(Stored items)
● ● ● ●

PR #3767, opened 2025-07-09
fix(kv): prepare ts query

odaysec:
https://github.com/lf-edge/ekuiper/blob/163809ee5191827223759fd820883a361ba3d274/internal/pkg/store/sql/sqlTs.go#L163-L163

fix the issue, the SQL query should be constructed using parameterized queries or prepared statements. However, since SQL drivers typically do not allow parameterized table names, the `table` parameter must be validated explicitly to ensure it contains only safe characters (e.g., alphanumeric characters and underscores). This validation should be implemented in the `isValidTableName` function. additionally, the `getLast` function should avoid constructing the query string dynamically. Instead, it should use a safe and validated table name.

If a database query (such as an SQL or NoSQL query) is built from user-provided data without sufficient sanitization, a malicious user may be able to run commands that exfiltrate, tamper with, or destroy data stored in the database.

### DIFF
--- a/internal/pkg/store/sql/sqlTs.go
+++ b/internal/pkg/store/sql/sqlTs.go
@@ -39,12 +39,12 @@ func createSqlTs(database Database, table string) (*ts, error) {
 		last:     getLast(database, table),
 	}
 	err := store.database.Apply(func(db *sql.DB) error {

● ● ● ●

Set down every entry exactly as given.

SOLUTION TO THIS PROBLEM =>
PR #3767, opened 2025-07-09
fix(kv): prepare ts query

odaysec:
https://github.com/lf-edge/ekuiper/blob/163809ee5191827223759fd820883a361ba3d274/internal/pkg/store/sql/sqlTs.go#L163-L163

fix the issue, the SQL query should be constructed using parameterized queries or prepared statements. However, since SQL drivers typically do not allow parameterized table names, the `table` parameter must be validated explicitly to ensure it contains only safe characters (e.g., alphanumeric characters and underscores). This validation should be implemented in the `isValidTableName` function. additionally, the `getLast` function should avoid constructing the query string dynamically. Instead, it should use a safe and validated table name.

If a database query (such as an SQL or NoSQL query) is built from user-provided data without sufficient sanitization, a malicious user may be able to run commands that exfiltrate, tamper with, or destroy data stored in the database.

### DIFF
--- a/internal/pkg/store/sql/sqlTs.go
+++ b/internal/pkg/store/sql/sqlTs.go
@@ -39,12 +39,12 @@ func createSqlTs(database Database, table string) (*ts, error) {
 		last:     getLast(database, table),
 	}
 	err := store.database.Apply(func(db *sql.DB) error {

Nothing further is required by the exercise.